Blog post by guest writer: Nick Butler, Visiting Professor at King’s College London
Anyone looking at the global energy market at the end of 2020 can easily identify the losers from the upheaval of the last year.
The Covid pandemic has cut energy demand, revenues and margins especially for oil and gas. Dividends and investment have been sharply reduced. As a result, thousands of jobs have been lost across the world from Norway to North Dakota. The losers are not limited to the private sector. OPEC revenue is estimated to have halved and many national oil companies are therefore also starved of capital for new projects. Travel and events which normally attract large numbers of people have been hit and the only winners beyond the makers of vaccines would seem to be Zoom and similar communications companies.
At the same time 2020 has seen a surge of political activity around the green agenda. Europe, the UK and even Asian economies such as Korea, China and Japan have embraced emissions reduction targets while the US has elected a new President who believes that action on climate change is a priority.
As a result, for some the events of 2020 seem to mark the passing of the age of hydrocarbons, an inflection point which signals the beginning of the end for the oil industry, the internal combustion engine, and fossil fuel driven power stations.
For others 2020 has been a year of recession which has shaken the industry but not changed the underlying reality. From their perspective the growth in the use of wind and solar will continue but will merely contribute to meeting the ever-increasing global demand. The inexorable forces of population growth and the spread of prosperity especially in Asia are the crucial factors.
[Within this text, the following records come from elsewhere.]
PR #943, opened 2022-01-04
Using fixed version of sortition-pools package

michalinacienciala:
The `keep-ecdsa` contracts depend on some `sortition-pools` contracts
which are no longer present in the latest npm packages (this is due to
transision to v2). Until we stop supporting `keep-ecdsa` repo
& contracts, we need to configure there the dependncy to the latest
`sortition-pools` package which contains the required contracts. This
is package `@keep-network/sortition-pools@1.2.0-dev.1`.

### DIFF
--- a/solidity/package.json
+++ b/solidity/package.json
@@ -29,7 +29,7 @@
   "homepage": "https://github.com/keep-network/keep-ecdsa",
   "dependencies": {
     "@keep-network/keep-core": ">1.8.0-dev <1.8.0-pre",
-    "@keep-network/sortition-pools": ">1.2.0-dev <1.2.0-pre",
+    "@keep-network/sortition-pools": "^1.2.0-dev.1",
     "@openzeppelin/upgrades": "^2.7.2",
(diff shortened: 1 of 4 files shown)


solidity/package.json
```diff
@@ -29,7 +29,7 @@
   "homepage": "https://github.com/keep-network/keep-ecdsa",
   "dependencies": {
     "@keep-network/keep-core": ">1.8.0-dev <1.8.0-pre",
-    "@keep-network/sortition-pools": ">1.2.0-dev <1.2.0-pre",
+    "@keep-network/sortition-pools": "^1.2.0-dev.1",
```
nkuba, line 32:
```suggestion
    "@keep-network/sortition-pools": "1.2.0-dev.1",
```

nkuba (changes requested):

solidity/package.json
michalinacienciala: Right, see 76fb64d.

nkuba (approved):

PR #949, opened 2022-01-07
Verify `LPRewardsTBTCv2Saddle` on Etherscan

michalinacienciala:
As part of deployment process of `keep-ecdsa` contracts via execution of
`.github/workflows/contracts.yml` workflow we run a script which
verifies deployed contracts on Etherscan
(`solidity/scripts/etherscan-verify.sh`).
We recently added new contracts (`LPRewardsTBTCv2Saddle`,
`LPRewardsTBTCv2SaddleV2`) to the set of `keep-ecdsa` contracts that can
be deployed and we're now adding it to the `etherscan-verify.sh` script.


r-czajkowski (approved):
LGTM! :shipit:

PR #737, opened 2017-01-02
fix SPYRAL Resort

mercury233:
Fix: It don't say "into the Main Deck" like _Caam, Serenity of Gusto_, so it should be able to return extra monster.


nekrozar:
https://github.com/Fluorohydride/ygopro-scripts/pull/689 SPYRAL Resort's pull request already exists.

We cannot yet know which of these views is correct. We are still too close to the continuing reality of the pandemic and its economic consequences to assess the lasting impact. The political pledges have been made but have not yet been matched by detailed delivery plans. In five years’ time, will we look back and see Covid and the commitments on climate change as dramatic events which broke up the market structures to which we had become accustomed over the last century? Or will life by then have clicked back into a pattern closely resembling what went before?
If it is too early to make firm judgments in December 2020, another year should give us much greater clarity. On the assumption that the vaccines work and that the pandemic can be controlled 2021 should see a return to normal levels of economic life. Many economic forecasters are predicting a strong revival in the second half of next year.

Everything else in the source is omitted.